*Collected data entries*

Issue #322, opened 2023-11-07
Is `matching_order` correctly determined?


felixhekhorn:
Actually here I think we have introduced a bug.
`matching_order`  follows `PTO` (ie is 2 for NNLO) so here we should subtract one, once doing the default, no?

_Originally posted by @giacomomagni in https://github.com/NNPDF/eko/pull/299#discussion_r1384385630_

felixhekhorn:
hmm? to me it seems [the LHA benchmarks have passed](https://github.com/NNPDF/eko/actions/runs/6458211610/job/17531433642), which should test the default - and also the N3LO benchmarks seemed alright, which should test the overwriting ... or do you mean we can no longer access the N3LO matching?

niclaurenti:
Hi @giacomomagni and @felixhekhorn , but looking at 

https://github.com/NNPDF/eko/blob/10f0733635c012ce7e1f0fd4cdfc497619292830/src/eko/evolution_operator/operator_matrix_element.py#L66

`matching_order` must be 2 at NNLO:
It should be $delta_{ij}$ at LO, $a_s A^{(1)}$ at NLO and $a_s^2 A^{(2)}$ at NNLO.

giacomomagni:
Indeed, we `matching_oder` should have a shift wrt to `order`.
@felixhekhorn  I think this bug affects only the "new runcards", while in the LH benchmarks run through the old format no ?

felixhekhorn:
Okay, so you are worried about this line specifically:
https://github.com/NNPDF/eko/blob/10f0733635c012ce7e1f0fd4cdfc497619292830/src/eko/runner/parts.py#L93
then maybe I agree with you, there is a bug - do you agree as well @niclaurenti ? When fixing this, we should provide also a unit test

niclaurenti:
Ok @giacomomagni you are right. Sorry for doubting.
Previously I did a test with the "old runcards" (via apfel_bench.py) and it was ok.
Now I did another one with the new ones and in `build_ome` we have `matching_order=(3,0)` at NNLO.

The point in which it must be changed is:

https://github.com/NNPDF/eko/blob/10f0733635c012ce7e1f0fd4cdfc497619292830/src/eko/evolution_operator/operator_matrix_element.py#L167C17-L167C17

giacomomagni:
[...]

PR #323, opened 2023-11-07
address issue #322

giacomomagni:
Address issue #322 .

### DIFF
--- a/src/eko/runner/parts.py
+++ b/src/eko/runner/parts.py
@@ -90,7 +90,7 @@ def evolve_configs(eko: EKO) -> dict:
         n3lo_ad_variation=tcard.n3lo_ad_variation,
         matching_order=tcard.matching_order
         if tcard.matching_order is not None
-        else tcard.order,
+        else (tcard.order[0] - 1, tcard.order[1]),
     )
 
 
--- a/src/eko/runner/parts.py
+++ b/src/eko/runner/parts.py
@@ -88,8 +88,9 @@ def evolve_configs(eko: EKO) -> dict:
         n_integration_cores=ocard.configs.n_integration_cores,
         ModSV=ocard.configs.scvar_method,
         n3lo_ad_variation=tcard.n3lo_ad_variation,
-        matching_order=tcard.matching_order if tcard.matching_order is not None
         # Here order is shifted by one, no QED matching is available so far.
+        matching_order=tcard.matching_order
+        if tcard.matching_order is not None
         else (tcard.order[0] - 1, 0),
     )
 
--- a/src/eko/runner/parts.py
+++ b/src/eko/runner/parts.py
@@ -90,7 +90,7 @@ def evolve_configs(eko: EKO) -> dict:
         n3lo_ad_variation=tcard.n3lo_ad_variation,
         matching_order=tcard.matching_order
         if tcard.matching_order is not None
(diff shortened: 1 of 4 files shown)


giacomomagni:
@felixhekhorn as usual tests of this pieces are quite involved  :( Any idea?

src/eko/runner/parts.py
```diff
@@ -90,7 +90,7 @@ def evolve_configs(eko: EKO) -> dict:
         n3lo_ad_variation=tcard.n3lo_ad_variation,
         matching_order=tcard.matching_order
         if tcard.matching_order is not None
-        else tcard.order,
+        else (tcard.order[0] - 1, tcard.order[1]),
```
felixhekhorn, line 93:
```suggestion
        else (tcard.order[0] - 1, tcard.order[1] - 1),
```
I know QED matchings are beyond our current scope, let's spend 3 characters now if ever we get there ...

giacomomagni: true and also in the legacy...

felixhekhorn:
> @felixhekhorn as usual tests of this pieces are quite involved :( Any idea?

it was not that complicated :upside_down_face: 2cf291d6

src/eko/runner/parts.py
felixhekhorn: in the old style `QED` was a boolean, which translated naturally into the new counting - in the new style we still need to translate - do you agree @niclaurenti ? (actually, are we putting this in the fits for the paper to 2?)

giacomomagni: Okay, then it should be fine.
But on the other hand we should add a minus sign here: 
https://github.com/NNPDF/eko/blob/10f0733635c012ce7e1f0fd4cdfc497619292830/src/eko/io/runcards.py#L216

felixhekhorn: why? again in the old style PTO=0 means LO, no?

giacomomagni: no I meant on the the QED

felixhekhorn: okay, yes - just remember to put also a `min` maybe

niclaurenti: > in the old style `QED` was a boolean, which translated naturally into the new counting - in the new style we still need to translate - do you agree @niclaurenti ? (actually, are we putting this in the fits for the paper to 2?)

In the old style `QED` was the order in $alpha$ of the splitting kernels, so if we had QED corrections to matching conditions it should have a `-1` as for the QCD order (In the fit I'm using `QED=2`).

niclaurenti (approved):

src/eko/runner/parts.py
```diff
@@ -90,7 +90,7 @@ def evolve_configs(eko: EKO) -> dict:
         n3lo_ad_variation=tcard.n3lo_ad_variation,
         matching_order=tcard.matching_order
         if tcard.matching_order is not None
-        else tcard.order,
+        else (tcard.order[0] - 1, tcard.order[1] - 1),
```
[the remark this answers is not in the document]
giacomomagni: Okay I agree, let's set it to 0 everywhere, so it's clear what we are doind.

giacomomagni:
@felixhekhorn if you agree with this solution I'll merge asap.

felixhekhorn (approved):

PR #326, opened 2023-11-21
Enforce default for matching order at post-init time

AleCandido:
Hot fix for matching order setting.

It should be properly tested, but if merging this is urgent we can postpone it.

### DIFF
--- a/src/eko/io/runcards.py
+++ b/src/eko/io/runcards.py
@@ -54,7 +54,7 @@ class TheoryCard(DictLike):
     def __post_init__(self):
         """Enforce defaults."""
         if self.matching_order is None:
-            self.matching_order = self.order
+            self.matching_order = (self.order[0] - 1, 0)
 
 
 @dataclass
--- a/src/eko/io/runcards.py
+++ b/src/eko/io/runcards.py
@@ -46,8 +46,7 @@ class TheoryCard(DictLike):
     xif: float
     """Ratio between factorization scale and process scale."""
     n3lo_ad_variation: N3LOAdVariation
-    """|N3LO| anomalous dimension variation: ``(gg_var, gq_var, qg_var,
-    qq_var)``."""
+    """|N3LO| anomalous dimension variation: ``(gg, gq, qg,qq)``."""
     matching_order: Optional[Order] = None
     """Matching conditions perturbative order tuple, ``(QCD, QED)``."""
 
--- a/src/eko/io/runcards.py
+++ b/src/eko/io/runcards.py
@@ -1,9 +1,7 @@
 """Structures to hold runcards information.
 
-All energy scales in the runcards should be saved linearly, not the squared
-value, for consistency.
-Squares are consistenly taken inside.
-
+All energy scales in the runcards should be saved linearly, not the
+squared value, for consistency. Squares are consistenly taken inside.
 """
 from dataclasses import dataclass
 from math import nan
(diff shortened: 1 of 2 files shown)


src/eko/io/runcards.py
```diff
@@ -48,10 +46,16 @@ class TheoryCard(DictLike):
...
-    """|N3LO| anomalous dimension variation: ``(gg_var, gq_var, qg_var, qq_var)``."""
+    """|N3LO| anomalous dimension variation: ``(gg_var, gq_var, qg_var,
+    qq_var)``."""
     matching_order: Optional[Order] = None
     """Matching conditions perturbative order tuple, ``(QCD, QED)``."""
 
+    def __post_init__(self):
+        """Enforce defaults."""
+        if self.matching_order is None:
+            self.matching_order = self.order
```
AleCandido, line 57: This is the only relevant part. The additional noise has been added by the formatter (I usually try to avoid this, but I authored the PR too quickly...)

AleCandido:
> It should be properly tested, but if merging this is urgent we can postpone it.

I take it back: thanks to @felixhekhorn is already tested. And the behavior was different from the one I imagined.

Actually, this would not work with the polarized settings @RoyStegeman forwarded (the default would not reproduce those settings, but you should keep manually specifying it).
However, before fine-tuning for polarized, I'd like to understand why polarized should be different from unpolarized. @Radonirinaunimi

felixhekhorn:
- I'm slightly worried about unintended side effects (i.e. please wait and check the benchmarks)
- we should drop these lines https://github.com/NNPDF/eko/blob/0c4bf11088354da85090e7990103d3e6478c3cd4/src/eko/runner/parts.py#L93-L94 to avoid double acounting
- it is fine to keep this one https://github.com/NNPDF/eko/blob/0c4bf11088354da85090e7990103d3e6478c3cd4/src/eko/io/runcards.py#L223 since we may have `PTO_matching` (although in real life, I think, this never happens ...)

giacomomagni:
> * we should drop these lines https://github.com/NNPDF/eko/blob/0c4bf11088354da85090e7990103d3e6478c3cd4/src/eko/runner/parts.py#L93-L94
>    to avoid double acounting

I thought the same, but one should be to evolve ekos without that key and the other one for reading ekos without that key no?

felixhekhorn:
> I thought the same, but one should be to evolve ekos without that key and the other one for reading ekos without that key no?

Mmm not really, I think - either case would create a `TheoryCard` object and after calling the constructor you're done

AleCandido:
Indeed, @felixhekhorn is right: they are acting both at the level of the `TheoryCard`, so they are doubled.
The new one is for reading and writing, since acting directly on `TheoryCard`, the old one only for writing, since enforced during computation.

src/eko/io/runcards.py
```diff
@@ -48,10 +46,16 @@ class TheoryCard(DictLike):
     xif: float
     """Ratio between factorization scale and process scale."""
     n3lo_ad_variation: N3LOAdVariation
-    """|N3LO| anomalous dimension variation: ``(gg_var, gq_var, qg_var, qq_var)``."""
+    """|N3LO| anomalous dimension variation: ``(gg_var, gq_var, qg_var,
+    qq_var)``."""
```
felixhekhorn, line 50:
```suggestion
    """|N3LO| anomalous dimension variation: ``(gg, gq, qg,qq)``."""
```

I seem to remember someone (pylint or black?) was complaining if the short description was not in one line (but maybe I misremember ...)

felixhekhorn (approved):

src/eko/io/runcards.py
AleCandido: No one of them, but `pydocstyle`.

This is the formatter that it is instead adding the newline, because the line was too long...

AleCandido:
For me, it was ready. If you and @giacomomagni agree, then I'll merge.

*Task to complete*
Only the number is required: state how many lines of the entries hold the word "fine".

*Exercise result*
3